Толстая перекошенная физиономия в глазке выглядела смешно и угрожающе. Мадам Гролье размахивала руками и давила на кнопку звонка. У Марты не оставалось выбора: придется впустить эту цербершу, пока она не проткнула дверь насквозь…

Консьержка, сменив гримасу на улыбку или что-то похожее, произнесла с порога: «Кое-кто оставил вот это для вас… Кое-кто сказал, чтоб непременно в собственные руки…»

«Вот это» оказалось плоским пакетом, перетянутым красной ленточкой. Что же до «кое-кого» – на неопределенном местоимении был сделан акцент, оно прозвучало с пафосом и чуть-чуть насмешливо, – Марта мгновенно догадалась, что «кое-кто» должен выглядеть пожилым господином, напоминающим художника, что он, скорее всего, был одет в коричневый вельветовый пиджак и носил на шее экстравагантный шарф… Или шейный платок…

Марта посмотрела на консьержку. Должно быть, существуют, думала она, посланцы, специально предназначенные для некоторых поручений, и у них такие божественные лица, наверное, ну, например, как лик ангела с Боттичеллиевского «Благовещения», репродукцию которого Человек-с-тысячей-шарфов бережно хранил в своем альбомчике для набросков.

Она поблагодарила мадам Гролье и отобрала у консьержки пакет, чуть ли не вырвав его из цепких пальцев.

– Это… Это ваш друг? – настоятельно требуя ответа, с нажимом спросила шпионка.

– Да. Да. Именно так. Друг!.. Пока, мадам Гролье… Всего хорошего!

Марте было не по себе.

Сегодня вечером у них не предполагалось свидания, потому что ему надо было вести к ветеринару Собаку, у которой вдруг пропал аппетит. «В таком возрасте это тревожный признак», – уточнил Человек-с-тысячей-шарфов, и Марта видела, что он действительно немного тревожится.

Нет свидания, и все-таки Феликс здесь, рядом с ней, он здесь – в этом подарке, который ей не терпится развернуть, пусть даже нет поблизости Валантена, который порадовался бы с нею вместе…

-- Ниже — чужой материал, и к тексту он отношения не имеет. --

PR #438, opened 2019-12-19
[FAB-17275] Add Raft option of InsecureSkipVerify

yeasy:
This patchset exposes the option to allow skip the hostname checking in
the configuration, which can allow OSN to work behind network middleware
and also ease the code testing.

Change-Id: Icbcf5c2511f02c44576785514826afceb99719bb

#### Type of change

#### Description

Currently, OSN enabled TLS authentication for the raft communications.

In cases that OSN stays behind firewall/proxy/NATed devices, the published endpoint might not match that in the TLS cert. And the user may not care about it because there's following validation logics to compare the tls cert with those inside the channel config.

Hence we should expose the option to allow skip the hostname checking in the configuration.

With this option enabled, the OSN still requires to leverage the cert matching logic that is hardcoded to compare with the certs inside the channel config.

#### Related issues

https://jira.hyperledger.org/browse/FAB-17275

### DIFF
--- a/core/comm/client.go
+++ b/core/comm/client.go
@@ -70,6 +70,7 @@ func (client *GRPCClient) parseSecureOptions(opts SecureOptions) error {
 	}
 
 	client.tlsConfig = &tls.Config{
+		InsecureSkipVerify:    opts.InsecureSkipVerify,
 		VerifyPeerCertificate: opts.VerifyCertificate,
 		MinVersion:            tls.VersionTLS12} // TLS 1.2 only
 	if len(opts.ServerRootCAs) > 0 {
--- a/sampleconfig/orderer.yaml
+++ b/sampleconfig/orderer.yaml
@@ -47,6 +47,10 @@ General:
         # Consensus messages are dropped if the buffer is full, and transaction
         # messages are waiting for space to be freed.
         SendBufferSize: 10
+        # InsecureSkipVerify will disable the checking on tls certificate chain and the hostname.
+        # Be careful to change to true, and only use this when doing test or the OSNs are behind
+        # network middle devices.
+        InsecureSkipVerify: false
         # ClientCertificate governs the file location of the client TLS certificate
         # used to establish mutual TLS connections with other ordering service nodes.
         ClientCertificate:
--- a/core/comm/config.go
+++ b/core/comm/config.go
@@ -110,6 +110,8 @@ type SecureOptions struct {
 	CipherSuites []uint16
 	// TimeShift makes TLS handshakes time sampling shift to the past by a given duration
 	TimeShift time.Duration
+	// InsecureSkipVerify disable the checking of the certificate chain and the hostname
+	InsecureSkipVerify bool
 }
 
 // KeepaliveOptions is used to set the gRPC keepalive settings for both
--- a/orderer/common/localconfig/config.go
+++ b/orderer/common/localconfig/config.go
@@ -74,6 +74,7 @@ type Cluster struct {
 	SendBufferSize                       int
 	CertExpirationWarningThreshold       time.Duration
 	TLSHandshakeTimeShift                time.Duration
+	InsecureSkipVerify                   bool
 }
 
 // Keepalive contains configuration for gRPC servers.
@@ -224,6 +225,7 @@ var Defaults = TopLevel{
 			ReplicationRetryTimeout:              time.Second * 5,
 			ReplicationPullTimeout:               time.Second * 5,
 			CertExpirationWarningThreshold:       time.Hour * 24 * 7,
+			InsecureSkipVerify:                   false,
 		},
 		LocalMSPDir: "msp",
 		LocalMSPID:  "SampleOrg",
--- a/orderer/common/server/main.go
+++ b/orderer/common/server/main.go
@@ -482,13 +482,14 @@ func initializeClusterClientConfig(conf *localconfig.TopLevel) comm.ClientConfig
 	}
 
 	cc.SecOpts = comm.SecureOptions{
-		TimeShift:         conf.General.Cluster.TLSHandshakeTimeShift,
-		RequireClientCert: true,
-		CipherSuites:      comm.DefaultTLSCipherSuites,
-		ServerRootCAs:     serverRootCAs,
-		Certificate:       certBytes,
-		Key:               keyBytes,
-		UseTLS:            true,
+		TimeShift:          conf.General.Cluster.TLSHandshakeTimeShift,
+		RequireClientCert:  true,
+		CipherSuites:       comm.DefaultTLSCipherSuites,
+		ServerRootCAs:      serverRootCAs,
+		Certificate:        certBytes,
+		Key:                keyBytes,
+		UseTLS:             true,
+		InsecureSkipVerify: conf.General.Cluster.InsecureSkipVerify,
 	}
 
 	return cc


mastersingh24:
I'm not a proponent of adding insecure options.  Way back when, I intentionally never exposed this option in the GRPCClient.

core/comm/client.go
```diff
@@ -70,6 +70,7 @@ func (client *GRPCClient) parseSecureOptions(opts SecureOptions) error {
 	}
 
 	client.tlsConfig = &tls.Config{
+		InsecureSkipVerify:    opts.InsecureSkipVerify,
```
mastersingh24, line 73: I really do not think we should allow this to be set.  Maybe we can allow the ServerName to be set (aka hostname override) but we should not allow this to be set.

yeasy: @mastersingh24 Thanks gari, I've thought of the same idea before. And the serverName can only be set with connecting to one server, but there will be multiple potential servers to talk with.

Adding this new option will not break existing compatibility, as by default it is turned off.

The OSN will check to match the tlscert with those stored inside the channel config. Hence even with this option enabled, the communication is still safe.

Besides, this is useful when the OSN stays behind network middlebox or doing tests.

I've added explanation in the configuration file to warn not setting this unless clear to know what it means.

yacovm (changes requested):
>  In cases that OSN stays behind firewall/proxy/NATed devices, the published endpoint might not match that in the TLS cert. And the user may not care about it because there's following validation logics to compare the tls cert with those inside the channel config.

There are 2 different use cases here you're trying to solve:

- The remote OSN publishes an endpoint **foo** but actually the certificate is valid for **bar**: in such a case, I think you should just make the remote OSN to publish an endpoint that matches the certificate, or just have the certificate match the endpoint. 
- The remote OSN is behind a TLS terminating proxy.


I don't understand how this patch solves the latter case. 

- If the OSN is behind a TLS **non terminating** proxy or a network layer device then there is nothing to be done as it can work just fine (as long as you have correct network routing)
- If the OSN is behind a TLS **terminating** proxy then the TLS certificate that the client will see, is different than the TLS certificate that the remote OSN actually has, and then it will be aborted in the Fabric side **after** the TLS handshake ends. 

Did you check that this patch really works? Can you provide an integration test that uses a different TLS server certificate for an OSN than appears in the config and show that it really works? 

Lastly - In general I'm against the ability to run Fabric in an insecure fashion, and I think we need to first be convinced that this is indeed a needed and sought after change.

sampleconfig/orderer.yaml
```diff
@@ -47,6 +47,10 @@ General:
         # Consensus messages are dropped if the buffer is full, and transaction
         # messages are waiting for space to be freed.
         SendBufferSize: 10
+        # InsecureSkipVerify will disable the checking on tls certificate chain and the hostname.
+        # Be careful to change to true, and only use this when doing test or the OSNs are behind
+        # network middle devices.
+        InsecureSkipVerify: false
```
yacovm, line 53: Even if we decide to support this, we shouldn't expose this anyway. We can just support it in the code but not expose this in the config sample.

core/comm/client.go
yacovm: We can use a similar approach to the address overrides we have in the peer:

```
        addressOverrides:
        #  - from:
        #    to:
        #    caCertsFile:
        #  - from:
        #    to:
        #    caCertsFile:
```

But I'm still struggling to understand why this should be solved programmatically and not by issuing correct certificates or making the DNS environment fit what is in the certificates.

yeasy: @yacovm As i mentioned, the issue to resolve here is that will mismatched certificate. If the certificate is matching, then no need to enable this option.

yeasy:
> > In cases that OSN stays behind firewall/proxy/NATed devices, the published endpoint might not match that in the TLS cert. And the user may not care about it because there's following validation logics to compare the tls cert with those inside the channel config.
> 
> There are 2 different use cases here you're trying to solve:
> 
> * The remote OSN publishes an endpoint **foo** but actually the certificate is valid for **bar**: in such a case, I think you should just make the remote OSN to publish an endpoint that matches the certificate, or just have the certificate match the endpoint.
> * The remote OSN is behind a TLS terminating proxy.
> 
> I don't understand how this patch solves the latter case.
> 
> * If the OSN is behind a TLS **non terminating** proxy or a network layer device then there is nothing to be done as it can work just fine (as long as you have correct network routing)
> * If the OSN is behind a TLS **terminating** proxy then the TLS certificate that the client will see, is different than the TLS certificate that the remote OSN actually has, and then it will be aborted in the Fabric side **after** the TLS handshake ends.
> 
> Did you check that this patch really works? Can you provide an integration test that uses a different TLS server certificate for an OSN than appears in the config and show that it really works?
> 
> Lastly - In general I'm against the ability to run Fabric in an insecure fashion, and I think we need to first be convinced that this is indeed a needed and sought after change.

Yes, I have validated in my own testbed. If a test case is needed, there will be one later.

Марта стала снимать упаковочную бумагу прямо на кухонном столе; слева стояла ваза с компотом из яблок, справа – шкатулка для рукоделия, которую она решила разобрать и привести в порядок, потому что уже сто лет, как не шила, ну, не сто лет – несколько недель, и за это время как бы в доказательство ее беззаботности и стремления к излишествам во всем скопилось сто-о-олько штопки! А сердце ее пело…

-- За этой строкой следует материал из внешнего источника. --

PR #440, opened 2019-12-20
[FAB-17288] Fix peer lifecycle chaincode package on Windows

lehors:
#### Type of change
Bug fix

#### Description
With this change the command succeeds and creates a tar file
containing forwardslashes like the one created on Linux and Mac.

```
$ tar tf code.tar.gz
src/
src/vendor/
src/vendor/github.com/
src/vendor/github.com/PuerkitoBio/
...
src/vendor/gopkg.in/
src/vendor/gopkg.in/yaml.v2/
src/fabcar.go
src/go.mod
src/go.sum
...
src/vendor/gopkg.in/yaml.v2/yamlprivateh.go
src/vendor/modules.txt

And the chaincode deploys and runs successfully:
$ ./network.sh deployCC
deploying chaincode on channel 'mychannel'

Vendoring Go dependencies ...
~/Projects/Go/src/github.com/hyperledger/fabric-samples/chaincode/fabcar/go ~/Projects
/Go/src/github.com/hyperledger/fabric-samples/test-network
~/Projects/Go/src/github.com/hyperledger/fabric-samples/test-network
Finished vendoring Go dependencies
++ peer lifecycle chaincode package fabcar.tar.gz --path ../chaincode/fabcar/go/ --lang
golang --label fabcar_1
++ res=0
++ set +x

===================== Chaincode is packaged on peer0.org1 =====================

Installing chaincode on peer0.org1...
++ peer lifecycle chaincode install fabcar.tar.gz
++ res=0
++ set +x
2019-12-19 11:11:05.115 CET [cli.lifecycle.chaincode] submitInstallProposal -> INFO 001
Installed remotely: response:<status:200 payload:"\nIfabcar_1:b9a210d6c0c37bd69049e51b1
9de4e78a2e58f01cad4ea446000a53a5440b115\022\010fabcar_1" >
2019-12-19 11:11:05.115 CET [cli.lifecycle.chaincode] submitInstallProposal -> INFO 002
Chaincode code package identifier: fabcar_1:b9a210d6c0c37bd69049e51b19de4e78a2e58f01cad
4ea446000a53a5440b115
...
===================== Invoke transaction successful on peer0.org1 peer0.org2 on channel
'mychannel' =====================

Querying chaincode on peer0.org1...
===================== Querying on peer0.org1 on channel 'mychannel'... =====================

Attempting to Query peer0.org1 ...1576750333 secs
++ peer chaincode query -C mychannel -n fabcar -c '{"Args":["queryAllCars"]}'
++ res=0
++ set +x

[{"Key":"CAR0","Record":{"make":"Toyota","model":"Prius","colour":"blue","owner":"Tomok
o"}},{"Key":"CAR1","Record":{"make":"Ford","model":"Mustang","colour":"red","owner":"Br
ad"}},{"Key":"CAR2","Record":{"make":"Hyundai","model":"Tucson","colour":"green","owner
":"Jin Soo"}},{"Key":"CAR3","Record":{"make":"Volkswagen","model":"Passat","colour":"ye
llow","owner":"Max"}},{"Key":"CAR4","Record":{"make":"Tesla","model":"S","colour":"blac
k","owner":"Adriana"}},{"Key":"CAR5","Record":{"make":"Peugeot","model":"205","colour":
"purple","owner":"Michel"}},{"Key":"CAR6","Record":{"make":"Chery","model":"S22L","colo
ur":"white","owner":"Aarav"}},{"Key":"CAR7","Record":{"make":"Fiat","model":"Punto","co
lour":"violet","owner":"Pari"}},{"Key":"CAR8","Record":{"make":"Tata","model":"Nano","c
olour":"indigo","owner":"Valeria"}},{"Key":"CAR9","Record":{"make":"Holden","model":"Ba
rina","colour":"brown","owner":"Shotaro"}}]
 ===================== Query successful on peer0.org1 on channel 'mychannel' =====================
```

In addition go test now also succeeds.

#### Additional details

Using the filepath package in this case leads to the wrong result
because we do not want the result to be platform dependent. Care
must therefore be taken to ensure the output uses forward slashes.

Signed-off-by: Arnaud J Le Hors <lehors@us.ibm.com>

### DIFF
--- a/core/chaincode/platforms/golang/platform.go
+++ b/core/chaincode/platforms/golang/platform.go
@@ -38,7 +38,7 @@ func (p *Platform) Name() string {
 }
 
 // ValidatePath is used to ensure that path provided points to something that
-// looks like go chainccode.
+// looks like go chaincode.
 //
 // NOTE: this is only used at the _client_ side by the peer CLI.
 func (p *Platform) ValidatePath(rawPath string) error {
@@ -137,8 +137,8 @@ func (p *Platform) GetDeploymentPayload(codepath string) ([]byte, error) {
 	for _, pkg := range dependencyPackageInfo {
 		for _, filename := range pkg.Files() {
 			sd := SourceDescriptor{
-				Name: path.Join("src", pkg.ImportPath, filename),
-				Path: filepath.Join(pkg.Dir, filename),
+				Name: filepath.ToSlash(filepath.Join("src", pkg.ImportPath, filename)),
+				Path: path.Join(pkg.Dir, filename),
 			}
 			fileMap[sd.Name] = sd
 		}
@@ -272,7 +272,7 @@ func DescribeCode(path string) (*CodeDescriptor, error) {
 
 		return &CodeDescriptor{
 			Module:       true,
-			MetadataRoot: filepath.Join(modInfo.Dir, relImport, "META-INF"),
+			MetadataRoot: filepath.ToSlash(filepath.Join(modInfo.Dir, relImport, "META-INF")),
 			Path:         modInfo.ImportPath,
 			Source:       modInfo.Dir,
 		}, nil
@@ -290,7 +290,7 @@ func describeGopath(importPath string) (*CodeDescriptor, error) {
 
 	return &CodeDescriptor{
 		Path:         importPath,
-		MetadataRoot: filepath.Join(sourcePath, "META-INF"),
+		MetadataRoot: path.Join(sourcePath, "META-INF"),
 		Source:       sourcePath,
 	}, nil
 }
@@ -370,10 +370,10 @@ func (s SourceMap) Sources() Sources {
 func (s SourceMap) Directories() []string {
 	dirMap := map[string]bool{}
 	for filename := range s {
-		dir := filepath.Dir(filename)
+		dir := filepath.ToSlash(filepath.Dir(filename))
 		for dir != "." && !dirMap[dir] {
 			dirMap[dir] = true
-			dir = filepath.Dir(dir)
+			dir = filepath.ToSlash(filepath.Dir(dir))
 		}
 	}
 
@@ -431,7 +431,7 @@ func findSource(cd *CodeDescriptor) (SourceMap, error) {
 			if strings.HasPrefix(info.Name(), ".") {
 				return nil
 			}
-			name = filepath.Join("META-INF", name)
+			name = filepath.ToSlash(filepath.Join("META-INF", name))
 			err := validateMetadata(name, path)
 			if err != nil {
 				return err
@@ -441,7 +441,8 @@ func findSource(cd *CodeDescriptor) (SourceMap, error) {
 		default:
 			name = filepath.Join("src", cd.Path, name)
 		}
-
+		name = filepath.ToSlash(name)
+		path = filepath.ToSlash(path)
 		sources[name] = SourceDescriptor{Name: name, Path: path}
 		return nil
 	}
--- a/core/chaincode/platforms/golang/list.go
+++ b/core/chaincode/platforms/golang/list.go
@@ -7,12 +7,14 @@ SPDX-License-Identifier: Apache-2.0
 package golang
 
 import (
+	"bytes"
 	"context"
 	"encoding/json"
 	"fmt"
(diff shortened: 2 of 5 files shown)


core/chaincode/platforms/golang/platform.go
```diff
@@ -272,7 +272,7 @@ func DescribeCode(path string) (*CodeDescriptor, error) {
```
sykesm, line 272: Above, on line 166, is where I'd expect name munging to occur. The 'name' element is what is used in the name and the file path is used to stat the data.

sykesm (changes requested):
Thanks for finding this problem and making a go at a fix.

Looking at the changes, I don't fully grok why they're spread as far as they are, why we need to have checks for any path separators in the code, or why we'd want to use filename management functions over opaque JSON payloads. (The last two, in particular, would prevent me from merging.)

Can you help me understand why a more targeted change where the tar payload is built is not appropriate? For example, using `filepath.ToSlash` where the directory headers are added in `GetDeploymentPayload` (~ line 155) and on the call to `util.WriteFileToPackage` (~ line 166) isn't sufficient?

Basically, most (maybe not all, however) of the places where `filepath` has been used it's because we're intending to deal with real platform specific file names.

Thanks.

sykesm:
I reviewed the JIRA item and I can see why list has to change (slightly) but still worry a bit about path munging. I think we can get rid of the custom list format and use the `-json` option to get properly quoted and escaped paths; with a correct data model, we can fix the path munging.

sykesm:
@lehors can you please take a look at the changes in my branch and see if they address your issues?

https://github.com/hyperledger/fabric/compare/master...sykesm:windoze

lehors:
> I reviewed the JIRA item and I can see why list has to change (slightly) but still worry a bit about path munging. I think we can get rid of the custom list format and use the `-json` option to get properly quoted and escaped paths; with a correct data model, we can fix the path munging.

Indeed, that might work. Fixing GetDeploymentPayload isn't enough because the code breaks before even getting into it when it tries to process the outpout of go list -deps. The backslahes don't jazz well with JSON marshaling.

lehors:
> @lehors can you please take a look at the changes in my branch and see if they address your issues?
> 
> [master...sykesm:windoze](https://github.com/hyperledger/fabric/compare/master...sykesm:windoze)

Almost. It's better in that it generates a tarfile that works/can be successfully deployed but looking into it I see the tarfile still contains some spurious entries:

```
$ tar tf code.tar.gz 
src/
src\\vendor/
src\\vendor\\github.com/
src\\vendor\\github.com\\PuerkitoBio/
src\\vendor\\github.com\\PuerkitoBio\\purell/
src\\vendor\\github.com\\PuerkitoBio\\urlesc/
...
src\\vendor\\google.golang.org\\grpc\\stats/
src\\vendor\\google.golang.org\\grpc\\status/
src\\vendor\\google.golang.org\\grpc\\tap/
src\\vendor\\gopkg.in/
src\\vendor\\gopkg.in\\yaml.v2/
src/fabcar.go
src/go.mod
src/go.sum
src/vendor/github.com/PuerkitoBio/purell/.gitignore
src/vendor/github.com/PuerkitoBio/purell/.travis.yml
src/vendor/github.com/PuerkitoBio/purell/LICENSE
...
src/vendor/gopkg.in/yaml.v2/yamlh.go
src/vendor/gopkg.in/yaml.v2/yamlprivateh.go
src/vendor/modules.txt
```

If my memory serves me well, there is some filtering code in utils/writer.go that assumes paths contain forward slashes and fails when they contain backslashes.

sykesm:
Looks like it's the directories that are a bit messed. Pushed an update and I think I took care of it. (Only go does "the right thing" ™ and adds directory entries to the tar file so I just needed to stop treating the entry names as proper file names.)

lehors:
Yes, that did it. LGTM now.

sykesm:
@lehors, do you agree this is superseded by https://github.com/hyperledger/fabric/pull/458? If so, are you okay with closing this?

Thanks.

lehors:
Happy to close this in favor of #458 which is better. It is worth noting that it is better but not smaller though. :-P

Футляр, и довольно большой, да уж, маленьким его не назовешь, а в нем – альбом, старый альбом, нет, одна пластинка, виниловый диск с отрывками из «Севильского цирюльника», а на картинке, украшающей «домик» для пластинки, – Розина в огненно-красном платье, женщина-взрыв, женщина-извергающийся вулкан, и все это, судя по истертости картона обложки, давным-давно было во владении Феликса, может быть, даже сопровождало его очень долгие годы, деля с ним одиночество.

Значит, это его диск! А насколько же это более драгоценный подарок, чем любая новая пластинка! И, значит, это его Розина, его пылкая Розина, которую он захотел преподнести Марте как часть себя самого, но и для того, конечно же, чтобы, как прежде, разделить с ней восторг, напомнив, что они ощущали, первый раз слушая вместе оперу, чтобы хрупкое женское запястье снова почувствовало тяжесть мужской руки и чтобы безумные и стройные рулады, дивные звуки, которые можно было бы назвать самой Любовью, проникли теперь в ее дом и поселились в нем так же прочно, как жили до тех пор в его доме. Заполнив дом до краев…

Марте стало немного не по себе, ей почудилось, будто она вся превратилась в одно отчаянно бьющееся сердце, и сердце это увлажнилось слезами.

Но это оказалось еще не все. Посреди пышных юбок прелестной Розины белел приклеенный к картону скотчем конверт.

Первое письмо. Первые слова, написанные его рукой, той самой рукой, которая умеет так хорошо рисовать, которая так часто рисует ее, той самой рукой, которая нежно гладит Собаку, той самой, что иногда чуть-чуть дрожит, приподнимая рюмку с портвейном.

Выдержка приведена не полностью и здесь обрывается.